No wonder there were NO CARS in the lot!


----------



## SOS8260456 (May 17, 2012)

We have always found the Hess stations onsite Disney to have the best prices.  The one time we saw the price of a gas station by the gate by Goodings and had sticker shock.  I drove down the rode a bit and the price was more reasonable down by Walmart on 535.  That gas station is now a Hookah lounge I think, but we just use Hess either by the Boardwalk or by Downtown Disney.


----------



## Sea Six (May 17, 2012)

Yes, I have always found good prices at these Hess stations.  As a matter of fact, after I left the rip-off Shell, I ended up at a Hess near the end of I-Drive at 536.  It was $3.45 there.


----------



## Pompey Family (May 18, 2012)

I'd love to pay $5.899 per gallon over here.  A quick calculation shows that I'm paying the equivalent of $8.2 per gallon at my local supermarket!

I can remember the worry when it came to fill up the Ford Flex that we rented when we went to NJ but I was relieved when it came to just over $60.


----------



## timesharepartners (May 18, 2012)

*$8.2 per gallon?*

Wow! $8.2 a gallon. That's pretty crazy. I think I'll just start riding a scooter if gas prices go up that high where I live.


----------



## Robert D (May 18, 2012)

We just came back from Orlando and saw two stations across the street from each other near the entrance to the airport that had $5.89 gas. The price was clearly posted and we were amazed that they could stay in business but I guess there's enough people on expense accounts who don't care what the price is.  It's a couple miles down the street before you get to another station, where the price was $3.57 which is still a lot more than the $3.44 we paid at the Hess station near Vistana Resort.  The gasbuddy app for smart phones is a great way to find stations with good prices.


----------



## Kola (May 19, 2012)

Pompey Family said:


> I'd love to pay $5.899 per gallon over here.  A quick calculation shows that I'm paying the equivalent of $8.2 per gallon at my local supermarket!
> 
> I can remember the worry when it came to fill up the Ford Flex that we rented when we went to NJ but I was relieved when it came to just over $60.

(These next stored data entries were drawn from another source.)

PR #63, opened 2025-05-09
fix: Hotfix streaming for prompts/agents

jamesbaskerville:
Fixes regression to prompts.call streaming. Basically there was a refactor moving logic to `raw_client` files. In the process the streaming logic was changed and the method now does a `yield _sse.data()` where `_sse.data` is actually a string. This results in the enclosing method not actually yielding anything, so our streaming methods were very broken.

Simple hotfix here to remove the calling parens and yield the data string directly.

Confirmed working locally.

### DIFF
--- a/src/humanloop/agents/raw_client.py
+++ b/src/humanloop/agents/raw_client.py
@@ -578,7 +578,7 @@ class RawAgentsClient:
                                 if _sse.data == None:
                                     return
                                 try:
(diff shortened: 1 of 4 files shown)


harry-humanloop (approved):

jamesbaskerville:
fern bumped python generator and merged that instead

PR #70, opened 2025-05-15
Improve type annotations for overloaded client methods

AlePouroullis:
This PR fixes the type annotations in the client overloading mechanism to preserve method return types. When users call methods like client.prompts.call(), the type system now correctly identifies the return type as PromptCallResponse instead of Any.
The implementation uses getattr/setattr to avoid type errors while maintaining identical runtime behavior.

### DIFF
--- a/src/humanloop/overload.py
+++ b/src/humanloop/overload.py
@@ -1,7 +1,7 @@
 import inspect
 import logging
 import types
-from typing import Any, Callable, Dict, Optional, Union, TypeVar, Protocol
+from typing import Any, Callable, Dict, Optional, TypeVar, Union
 
 from humanloop.agents.client import AgentsClient
 from humanloop.context import (
@@ -59,13 +59,13 @@ def _get_file_type_from_client(
         return "dataset"
     elif isinstance(client, EvaluatorsClient):
         return "evaluator"
+    else:
+        raise ValueError(f"Unsupported client type: {type(client)}")
 
-    raise ValueError(f"Unsupported client type: {type(client)}")
 
-
-def _handle_tracing_context(kwargs: Dict[str, Any], client: Any) -> Dict[str, Any]:
+def _handle_tracing_context(kwargs: Dict[str, Any], client: T) -> Dict[str, Any]:
     """Handle tracing context for both log and call methods."""
-    trace_id = get_trace_id()
+    trace_id = get_trace_id()   
     if trace_id is not None:
         if "flow" in str(type(client).__name__).lower():
             context = get_decorator_context()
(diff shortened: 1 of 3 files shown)


src/humanloop/overload.py
```diff
@@ -184,33 +188,39 @@ def _overload_call(self: Any, sync_client: Optional[SyncClient], use_local_files
...
     sync_client: Optional[SyncClient] = None,
     use_local_files: bool = False,
-) -> Any:
+) -> T:
     """Overloads client methods to add tracing, local file handling, and evaluation context."""
     # Store original log method as _log for all clients. Used in flow decorator
     if hasattr(client, "log") and not hasattr(client, "_log"):
-        client._log = client.log  # type: ignore[attr-defined]
+        # Store original method - using getattr/setattr to avoid type errors
+        original_log = getattr(client, "log")
```
peadaroh: I don't really understand why this is needed. How come it was not needed before? Could you explain why doing this avoids type errors

src/humanloop/overload.py
```diff
@@ -184,33 +188,39 @@ def _overload_call(self: Any, sync_client: Optional[SyncClient], use_local_files
...
+        setattr(client, "_log", original_log)
 
         # Create a closure to capture sync_client and use_local_files
-        def log_wrapper(self: Any, **kwargs) -> LogResponseType:
+        def log_wrapper(self: T, **kwargs) -> LogResponseType:
             return _overload_log(self, sync_client, use_local_files, **kwargs)
 
-        client.log = types.MethodType(log_wrapper, client)
+        # Replace the log method
+        setattr(client, "log", types.MethodType(log_wrapper, client))
```
peadaroh: Same q as above for these too

src/humanloop/overload.py
```diff
@@ -55,13 +59,13 @@ def _get_file_type_from_client(
...
-    raise ValueError(f"Unsupported client type: {type(client)}")
+    else:
+        raise ValueError(f"Unsupported client type: {type(client)}")
 
 
-def _handle_tracing_context(kwargs: Dict[str, Any], client: Any) -> Dict[str, Any]:
+def _handle_tracing_context(kwargs: Dict[str, Any], client: T) -> Dict[str, Any]:
     """Handle tracing context for both log and call methods."""
-    trace_id = get_trace_id()
+    trace_id = get_trace_id()
```
harry-humanloop, line 68:
```suggestion
    trace_id = get_trace_id()
```

src/humanloop/overload.py
harry-humanloop: yeah this expansion into a getattr+setattr makes it harder to read - would push against this change (as it's not the type checker pushing us to better code)

AlePouroullis: Fair enough. Have addressed

harry-humanloop (approved):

I guess the $8.2 price must be per Imperial gallon, is it ?  Give us your price per liter, will you ?  As well, for info only, how much regional price variation can you expect in your area due to taxes ?


----------



## Transit (May 19, 2012)

I got caught with that gas scam last summer at that station . I pumped about 7 bucks in before realised I was being bled.


----------



## simpsontruckdriver (May 20, 2012)

Let's see, 1 Gallon = 3.79 Liters. So, $3.54/gallon = $0.93 per liter.

TS


----------



## TSPam (May 20, 2012)

Hi,
Here outside Ottawa, Canada we think that we are doing very well if we pay $1.20 a litre.


----------



## jlee2070 (May 20, 2012)

We were warned by the Rental Car people of these rip offs near the airport.  Just got gas near I-Drive and then returned to the AP.


----------



## Timeshare Von (May 20, 2012)

timesharepartners said:


> Wow! $8.2 a gallon. That's pretty crazy. I think I'll just start riding a scooter if gas prices go up that high where I live.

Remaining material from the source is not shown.